Abdo Badwi, Holy Spirit University of Kaslik (Liban): Art and Iconography in Maronite and Syriac Churches
Bucharest, May 10th 2019
Baby Varghese, Mahatma Gandhi University, Kottayam (India): Syriac Christianity and its Ancient Liturgical Tradition. A Survey into the History and Interpretation of St. James’s Anaphora
Bucharest, July 5th 2019
Piotr Zelazko, Studium Theologicum Salesianum, Jerusalem (Israel): The figure of Abraham in the interreligious dialogue - from the local perspective of the Holy Land
Bucharest, November 22nd 2019
THE VISIT OF A SOVEREIGN PONTIFF TO A MAJORITY-ORTHODOX COUNTRY, AN EVENT OF UNIVERSAL VALENCE
Orthodoxy and Catholicism are but two of the Christian confessions originating in the Levantine space. Active today worldwide, the two branches of Christian tradition have continuously remained connected to the spirituality of the Eastern Mediterranean. Both the Catholic and Byzantine tradition, as well as those of other Eastern branches of Christianity in the Levant (Armenian, Georgian, Coptic, Syriac, Ethiopian), have continuously rivalled each other in claiming to possess the ultimate Christian truth.
The divide between the two great confessions centred around Rome and Constantinople, respectively, originating in the Great Schism of 1054, has culturally affected all nations that claim a Christian heritage. Romanians are a majority-Orthodox people, with a national, autocephalous Church that developed according to Byzantine tradition, and it is only natural that we perceive universal religious heritage first and foremost through the lens of our own culture. As such, the project of an anniversary album titled Pope John Paul II in Romania. Catholic-Orthodox Dialogue Nine Centuries after the Great Schism represents an effort to promote the culture of peace, understanding and to tackle a singular event of religious rapprochement between two religions of different traditions, it being the first visit of a sovereign Pontiff to a majority-Orthodox country. Which mature European nation would not have commemorated an event of such universal valence? The album’s creation proximate to Pope Francis’ arrival in Romania also demonstrates our purpose as an Institute: the promotion of a message of peace, stability and harmony in places historically prone to division, so that the future might enjoy more harmony and closer cooperation.

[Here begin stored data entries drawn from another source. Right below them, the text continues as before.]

PR #1524, opened 2026-06-30
Fix SQL injection in MySQL repository list/search queries

nspadaccino:
## Summary

  Fixes authenticated SQL injection in six MySQL repository list/search paths that
  built queries by interpolating request-derived values directly into the SQL
  string and executing via `SQL(query)`, bypassing ScalikeJDBC parameterization.
  Any authenticated user could break out of the quoted literals to bypass
  per-tenant ACL/accessor scoping or exfiltrate arbitrary tables via
  `UNION`/boolean/time-based payloads (zone, group, user, and batch-change data —
  including encrypted connection/credential material).

  The fix is mechanical and behavior-preserving: every tainted value is now a bound
  parameter.

  ## Changes

  | Method | File | Bound values |
  |---|---|---|
  | `listZones` | `MySqlZoneRepository` | `nameFilter` (LIKE), `startFrom`, `LIMIT`, reverse-zone RLIKE |
  | `listZonesByAdminGroupIds` | `MySqlZoneRepository` | `adminGroupIds` (IN list), `startFrom`, `LIMIT` |
  | `getGroupsByName(String)` | `MySqlGroupRepository` | `nameFilter` (LIKE), via the `sql"…"` interpolator |
  | `listDeletedZones` | `MySqlZoneChangeRepository` | `nameFilter` (LIKE) |
  | `getUsers` | `MySqlUserRepository` | `startFrom`, `LIMIT` |
  | `getBatchChangeSummaries` | `MySqlBatchChangeRepository` | `userId`, `userName`, `approvalStatus`, `batchStatus`, date-time range |

  ## Notes

  - **Wildcard semantics unchanged and documented** at each LIKE site: `*` remains
    the user-facing wildcard (mapped to SQL `%`), otherwise prefix match. Literal
    `%`/`_` are not yet escaped — that's a behavior change left as a follow-up, not
    required to close the injection.
  - **Date-time range** is bound as strings rather than parsed to `Instant`. This
    fully closes the injection without touching the `BatchChangeRepository` trait
    or service layer; typed parsing/validation upstream remains a worthwhile
    defense-in-depth follow-up.

  ## Testing

  - Added injection regression tests for group search (`' OR '1'='1`, quote-bearing
    input, stacked statements asserting the table survives) and batch-change
    summaries (`userName` and date-range payloads).
  - Full `mysql` integration suite passes against a live MariaDB: **148 tests, 0
    failures**, including the existing wildcard/filter/pagination assertions that
    pin the preserved behavior.

### DIFF
--- a/modules/mysql/src/main/scala/vinyldns/mysql/repository/MySqlGroupRepository.scala
+++ b/modules/mysql/src/main/scala/vinyldns/mysql/repository/MySqlGroupRepository.scala
@@ -187,14 +187,12 @@ class MySqlGroupRepository extends GroupRepository with GroupProtobufConversions
     monitor("repo.Group.getGroupByName") {
       IO {
         logger.debug(s"Getting groups with name: $nameFilter")
-        // Wildcard semantics: '*' is the user-facing wildcard (mapped to SQL '%'),
-        // otherwise prefix match. The pattern is bound, never interpolated into SQL.
-        val pattern =
-          if (nameFilter.contains('*')) nameFilter.replace('*', '%')
-          else s"$nameFilter%"
+        // '*' is the only user-facing wildcard; literal LIKE metacharacters are
+        // escaped and the pattern is bound, never interpolated into SQL.
+        val pattern = LikePattern.prefix(nameFilter)
 
         DB.readOnly { implicit s =>
-          sql"SELECT data FROM `groups` WHERE name LIKE $pattern"
+          sql"SELECT data FROM `groups` WHERE name LIKE $pattern ESCAPE '\\'"
             .map(toGroup(1))
             .list()
             .apply()
--- a/modules/mysql/src/main/scala/vinyldns/mysql/repository/MySqlGroupRepository.scala
+++ b/modules/mysql/src/main/scala/vinyldns/mysql/repository/MySqlGroupRepository.scala
@@ -187,19 +187,14 @@ class MySqlGroupRepository extends GroupRepository with GroupProtobufConversions
     monitor("repo.Group.getGroupByName") {
       IO {
         logger.debug(s"Getting groups with name: $nameFilter")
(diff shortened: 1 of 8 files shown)


modules/mysql/src/main/scala/vinyldns/mysql/repository/MySqlGroupRepository.scala
```diff
@@ -187,19 +187,14 @@ class MySqlGroupRepository extends GroupRepository with GroupProtobufConversions
...
-        val sb = new StringBuilder
-        sb.append(initialQuery)
-        val groupsLike = if (nameFilter.contains('*')) {
-          s" LIKE '${nameFilter.replace('*', '%')}'"
-        } else {
-          s" LIKE '$nameFilter%'"
-        }
-        sb.append(groupsLike)
-        val query = sb.toString()
+        // Wildcard semantics: '*' is the user-facing wildcard (mapped to SQL '%'),
```
JoshSEdwards: `LIKE` filters still treat `%` and `_` as SQL wildcards even though the comments say SQL metacharacters are handled literally. If `*` is the only user-facing wildcard, can we centralize that translation in a small helper that turns `*` into `%`, escapes literal `%`/`_`, and uses `LIKE ? ESCAPE '\\'` everywhere?

nspadaccino: Done. Added a LikePattern helper (modules/mysql/.../repository/LikePattern.scala) that centralizes the translation: * -> %, and literal `%/_/\ `get backslash-escaped. All three user-facing sites (getGroupsByName, listDeletedZones, listZones) now bind the pattern and use `LIKE ... ESCAPE '\\'.`

JoshSEdwards (approved):
LGTM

Through the effort of an anniversary album about Pope John Paul II’s visit to Romania, the Institute for Advanced Studies in Levant Culture and Civilization returned a moment of the culture of conciliation to public scrutiny, an event building on earlier initiatives for rapprochement between the Eastern and Western confessions (such as the meetings between Pope Paul VI and Patriarch Athenagoras in 1964 and 1965, which revoked the decrees of mutual excommunication issued in 1054 by their counterparts, Cardinal Humbert and Patriarch Keroularie).
The concept of a publication aimed to commemorate this event was circumscribed to the Institute’s research project on The Levant, Cradle of Abrahamic Religions, begun in 2019 with the aim of promoting interfaith dialogue, so necessary in a contemporary society marked by political and religious conflict and tension. Romania must reawaken its competencies as a regional and European leader from a cultural point of view by way of an appeal to our roots, a rethinking of our multicultural present through the lens of our origins and our traditions, as these are the beacons that shall lead us towards a peaceful and optimistic future.